'We Found It, Now Let's Fix It'

Bob Dole pledges to keep pressure on White House to improve veterans' care.

ByABC News
February 11, 2009, 8:28 PM

July 25, 2007 — -- A presidential commission is pushing for some broad changes in veterans' health care, just four months after roach-infested conditions were discovered at the Walter Reed Army Medical Center in Washington, D.C.

That incident prompted the creation of the president's Commission on Care for America's Returning Wounded Warriors, which presented its findings to the White House today.

The commission said big changes were needed: Streamline and simplify health care to cut red tape and delays, extend the family leave act to allow relatives to care for injured service members for up to six months without losing their jobs, and create a Web site that centralizes all the information about benefits for vets and their families, were some of the recommendations.

"We owe a wounded soldier the very best care, and the very best benefits, and the very easiest to understand system," President Bush said as the panel presented its report.

The system has been exposed as understaffed, underfunded and under pressure from an unexpected flow of severely injured troops.

"We knew that the system had some problems, and we also knew that Band-Aids were not going to cut it," said former Health and Human Services Secretary Donna Shalala, who's on the president's panel..

Veterans groups said the findings should be a wake-up call.

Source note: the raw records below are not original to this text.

PR #2605, opened 2025-10-07
[GTK] Make isWayland real check

akurtakov:
And not just !isX11(). There are other backends like broadway, windows, quartz.


jonahgraham (approved):
To the best of my understanding this looks ok.

---

The rest of this is notes, perhaps more to record my own understanding than as a useful feedback on this PR.

 There are a lot of assumptions that that !x11 is wayland (e.g. [1](https://github.com/eclipse-platform/eclipse.platform.swt/blob/65b962b4f10ed4f1783ab63b21b72ffd696fe4d7/bundles/org.eclipse.swt/Eclipse%20SWT/gtk/org/eclipse/swt/widgets/Control.java#L5042) [2](https://github.com/eclipse-platform/eclipse.platform.swt/blob/d1859ce5e5bb37d53c1f4a866a4daa725153fd2d/bundles/org.eclipse.swt/Eclipse%20SWT/gtk/org/eclipse/swt/widgets/List.java#L430) [3](https://github.com/eclipse-platform/eclipse.platform.swt/blob/51c3eb07472cd6d6033b6dbbfeee57f35e70ee4e/bundles/org.eclipse.swt/Eclipse%20SWT/gtk/org/eclipse/swt/widgets/Menu.java#L343)) - but since for now !x11 is effectively wayland for all active use cases I think having the explicit check is good here.

I can't get SWT to launch on Broadway with GTK3 or GTK4, but I haven't debugged why gtk_init_check fails (I can get the gtk4-demo/gtk3-demo to run in broadway)

To match what is documented in https://docs.gtk.org/gdk4/wayland.html I guess we could be harsher and error (or warn) if !isWayland && !isx11. But the reality is that there are not any active development in non-wayland/x11 area. Initiative 31 did some investigation on using GTK on Windows and macOS, but my guess is that would still require an awful lot of additional special casing before a really stable implementation would work. If that happened, change isX11/isWayland to an enum of known/supported backends may make sense.

With the potential complexity of GTK3 or GTK4 multiplied by the number of backends (x11, wayland and others such as those mentioned here) my understanding as documented in my recent [blog post](https://kichwacoders.com/2025/09/30/testing-and-developing-swt-on-gtk/) is still woefully under developed.

akurtakov:
One reason to be explicit is to be a bit more future proof . Gtk 5 plans to drop X11 entirely (https://discourse.gnome.org/t/deprecated-x11-backend/30510 )  so having a "real" Wayland check is good idea. Merging.

PR #2610, opened 2025-10-08
[DO NOT SUBMIT] Experiments with Mac compile target

HannesWell:
Done in the context of
- https://github.com/eclipse-platform/eclipse.platform.releng.aggregator/issues/3315

### DIFF
--- a/Jenkinsfile
+++ b/Jenkinsfile
@@ -26,6 +26,12 @@ def runOnNativeBuildAgent(String platform, Closure body) {
 		case 'gtk4.linux.x86_64':
 			dockerImage = 'eclipse/platformreleng-debian-swtnativebuild:12'
 			break
+		case 'cocoa.macosx.aarch64':
+			agentLabel = 'nc1ht-macos11-arm64'
+			break
+		case 'cocoa.macosx.x86_64':
+			agentLabel = 'b9h15-macos11-x86_64'
+			break
 	}
 	if (dockerImage != null) {
 		podTemplate(inheritFrom: 'basic' /* inherit general configuration */, containers: [
@@ -233,7 +239,16 @@ pipeline {
 													sh build.sh clean
 													sh build.sh -gtk4 checklibs install-pi-only
 												elif [[ ${PLATFORM} == cocoa.macosx.* ]]; then
+													xcode-select --print-path
+													xcode-select --version
+													softwareupdate --list
+													softwareupdate --history
+													xcodebuild -version
+													xcodebuild -showsdks
 													sh build.sh install
+													for f in libs/*; do
+														vtool -show ${f}
+													done
 												else
 													echo "Unexpected build platform ${PLATFORM}"
 													exit 1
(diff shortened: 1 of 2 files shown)


HannesWell:
@Phillipus Can you help here to assess if the `MACOSX_DEPLOYMENT_TARGET` environment property serves the intended purpose from
- https://ci.eclipse.org/releng/job/eclipse.platform.swt/job/PR-2610/2/pipeline-overview/?selected-node=329
- https://ci.eclipse.org/releng/job/eclipse.platform.swt/job/PR-2610/2/pipeline-overview/?selected-node=335

and
- https://ci.eclipse.org/releng/job/eclipse.platform.swt/job/PR-2610/3/pipeline-overview/?selected-node=324
- https://ci.eclipse.org/releng/job/eclipse.platform.swt/job/PR-2610/3/pipeline-overview/?selected-node=343

I have to admit that I'm not sure.
Is `minos 10.15` respectively `version 10.10` the target version we are looking for? Or is it the `sdk` value?
The latter seem not to change with the env variable mention above, but `minos`/`version` seem to consider it?

HeikoKlare:
> Is `minos 10.15` respectively `version 10.10` the target version we are looking for? Or is it the `sdk` value?
> The latter seem not to change with the env variable mention above, but `minos`/`version` seem to consider it?

I did some research and tested on my own locally on Mac and I am quite sure that `minos` is the minimum required MacOS version to deploy the binaries to and execute them on. As you have already pointed to in https://github.com/eclipse-platform/eclipse.platform.releng.aggregator/issues/3315, the environment variable that you have touched defines that minimum version, see also https://cmake.org/cmake/help/latest/envvar/MACOSX_DEPLOYMENT_TARGET.html

I've tested locally on a system that was just updated to MacOS 26.0. In consequence, the `sdk` value always shows `26.0`, as the SDK seems to have the version of the system you use for compilation. I changed the `MACOSX_DEPLOYMENT_TARGET` value in the build script to different values, and the resulting binaries always have that same value as `minos` after compilation. Only exception is that compiling against any 10.x always results in `minos==11.0` (probably because I am on aarch64, for which no 10.x versions exist at all).

Also see this for some pointers confirming the assumption that you made: https://stackoverflow.com/questions/17143373/determine-minimum-osx-version-a-binary-was-compiled-for

HannesWell:
> I did some research and tested on my own locally on Mac and I am quite sure that `minos` is the minimum required MacOS version to deploy the binaries to and execute them on.

OK, great. Thank you for your help on this one!

But besides the minos version, would it also be necessary to keep the SDK as low as possible? Would it work to run on mac 14 if the binaries are linked against sdk 15 (assuming sdk 15 is the default on mac 15)?
The issue linked from @Phillipus indicates something like this:
- https://github.com/eclipse-platform/eclipse.platform.swt/issues/1012

But as far as I can tell, it's possible to install older versions of xcode/the SDK. So if that's necessary we should be able to do it even on newer OS versions. I'll ask in the EF gitlab issue about that.

HannesWell:
Experiments were successful. Closing.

"This report is really an indictment of the military health care system," said Paul Rieckoff of the Iraq and Afghan Veterans of America.

This is just the latest in a long list of similar reports that haven't fixed the problem there have been 34 by the General Accounting Office and 11 previous commissions dating back half a century all calling for changes in the military's health care system.

Veteran care is a system that failed Sgt. Michael Boothby, previously interviewed by ABC's Bob Woodruff.

Boothby suffered a traumatic brain injury from a roadside bomb in Iraq, but when he was transferred from a VA hospital in Tampa, Fla., to a facility near his Texas home, his condition deteriorated.